I love you both, and this makes my heart ache so much. This kind of “patient care” should never, ever happen.
Stacy, thank you. Patient Advocate is a good idea! I followed your medicine ordeal and was very upset by it. Unbelievable. I support your idea of a book. More needs to be done about medical care!! Brynna
I am speechless after reading your beautifully written horror story. I’ve been in hospitals in resource countries, and was sadden and shocked by the conditions that sick patients and their family experienced. I now learn that the same inhumane conditions exist in NYC.
Even after experience, your passion for others is present with your understanding that the healthcare workers are helpless in terms of providing a safe, place for healing,
Kerry, And you would know about hospitals, because of your work! And, yes, the people we met were wonderful, they truly cared and tried to do whatever they could under terrible circumstances!

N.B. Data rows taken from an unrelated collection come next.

PR #26555, opened 2021-11-01
Oauth server tests: Get Oauth issuer url from discovery instead of route

alvaroaleman:
The tests currently fetch a route and use its status.Ingress[0].Host to
find the oauth issuer. This route doesn't exist in the Hypershift
architecture, as the oauth server doesn't run in-cluster. Use the oauth
discovery information from the kube-apiserver instead, just like `oc`
does.

/assign @stlaz 
/cc @csrwng

### DIFF
--- a/test/extended/oauth/client_secret.go
+++ b/test/extended/oauth/client_secret.go
@@ -62,8 +62,7 @@ var _ = g.Describe("[sig-auth][Feature:OAuthServer]", func() {
 			o.Expect(err).NotTo(o.HaveOccurred())
 			oc.AddResourceToDelete(userv1.GroupVersion.WithResource("users"), user)
 
-			oauthRoute, err := oc.AdminRouteClient().RouteV1().Routes("openshift-authentication").Get(ctx, "oauth-openshift", metav1.GetOptions{})
-			o.Expect(err).NotTo(o.HaveOccurred())
+			oauthDiscoveryData := getOAuthWellKnownData(oc)
 
 			for _, createTokenReq := range []func(string) *http.Request{
 				queryClientAuthRequest,
@@ -89,7 +88,7 @@ var _ = g.Describe("[sig-auth][Feature:OAuthServer]", func() {
 
 				g.By("querying for a token")
 
-				tokenReq := createTokenReq(oauthRoute.Status.Ingress[0].Host)
+				tokenReq := createTokenReq(oauthDiscoveryData.TokenEndpoint)
 				tokenReq.Header.Set("Content-Type", "application/x-www-form-urlencoded")
 				requestDump, err := httputil.DumpRequest(tokenReq, true)
 				o.Expect(err).NotTo(o.HaveOccurred())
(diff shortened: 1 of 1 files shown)


test/extended/oauth/client_secret.go
```diff
@@ -62,7 +65,7 @@ var _ = g.Describe("[sig-auth][Feature:OAuthServer]", func() {
 			o.Expect(err).NotTo(o.HaveOccurred())
 			oc.AddResourceToDelete(userv1.GroupVersion.WithResource("users"), user)
 
-			oauthRoute, err := oc.AdminRouteClient().RouteV1().Routes("openshift-authentication").Get(ctx, "oauth-openshift", metav1.GetOptions{})
+			oauthIssuerURL, err := getOAuthEndpoint(oc.AdminConfig().Host)
```
csrwng, line 68: please feel free to ignore, but it seems that what you really want is the token_endpoint, since that's what ends up being used in the request functions ... like https://github.com/openshift/origin/pull/26555/files#diff-6548703e85e00efd742cc59e67cea251a6501651f05151ec0892e02b915dfdc6L117

alvaroaleman: True, but I wanted to keep the change minimal and that would require changing all of the request functions. I don't really have much feelings one way or another though.

alvaroaleman:

test/extended/oauth/client_secret.go
csrwng: It does reduce the assumptions about the request path being what it is, but yeah, not a big deal

test/extended/oauth/client_secret.go
```diff
@@ -113,6 +116,31 @@ var _ = g.Describe("[sig-auth][Feature:OAuthServer]", func() {
 	})
 })
 
+func getOAuthEndpoint(apiserverURL string) (string, error) {
+	requestURL := strings.Join([]string{apiserverURL, ".well-known/oauth-authorization-server"}, "/")
+	request, err := http.NewRequest(http.MethodGet, requestURL, nil)
+	if err != nil {
+		return "", err
+	}
+	client := &http.Client{Transport: &http.Transport{TLSClientConfig: &tls.Config{InsecureSkipVerify: true}}}
```
stlaz, line 125: Needs Proxy as well

test/extended/oauth/client_secret.go
```diff
@@ -113,6 +116,31 @@ var _ = g.Describe("[sig-auth][Feature:OAuthServer]", func() {
 	})
 })
 
+func getOAuthEndpoint(apiserverURL string) (string, error) {
```
stlaz, line 119: this could be replaced by https://github.com/openshift/origin/blob/5baea95eac9b776d483ca2ba89f6eca9e264e80d/test/extended/oauth/helpers.go#L44-L54

alvaroaleman: perfect, updated it to use that

test/extended/oauth/client_secret.go
alvaroaleman: I changed it to use the existing method and am assuming that will use a proxy if needed

alvaroaleman:
/hold
`clone repository using git:// protocol should clone using git://` fails because GitHub disabled that scheme and will not recover through retesting

alvaroaleman:
https://github.com/openshift/origin/pull/26560 merged
/hold cancel
/retest-required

All this when we believe we have the best health system in the world. It does call for an undercover investigation.
It is consoling to know that Rosemary is home and with restored vision and that you, Brynna, don’t need to pull the covers over your head.
Smiling, Fran. You make me smile.
I am new to your blog and am sorry for your experience. I am intrigued that your previous writer said ” we believe we have the best health system in the world.” Interestingly, it seemed to those of us not living in your country that the so-called “Obama Care” might have brought you up to speed with most of Europe, Canada and Australia, where health care really is about health and not money. Here in Australia, we have private hospitals and private health insurance (neither of which I support, although I have in the past), but you are paying for decor and food and the illusion of choosing your own doctor. Our public hospital system provides everything required for healing and is paid for by our taxation system. As a nurse, I know that hospitals are not the places for rest (unfortunately) and like you, I would rather be at home, but sometimes you need the all the medical stuff to get you on your way. I hope the health issues that plague you and your friend become manageable at home where we all experience the love and rest we need to be truly restored.
Wow, these two points:
“From Vertical Care to Neorealism!”
“We both told the story of the hospital stay over and over, to whomever would listen… We spoke of Dante’s Inferno.”
Such a poignant and commanding piece… it really does take you through the illusions of choice in our healthcare system. Your writing skillfully reveals the depths of human emotion that makes this story all the more compelling. This story rekindles my interest in possibly exploring a career health care policy, to effect change.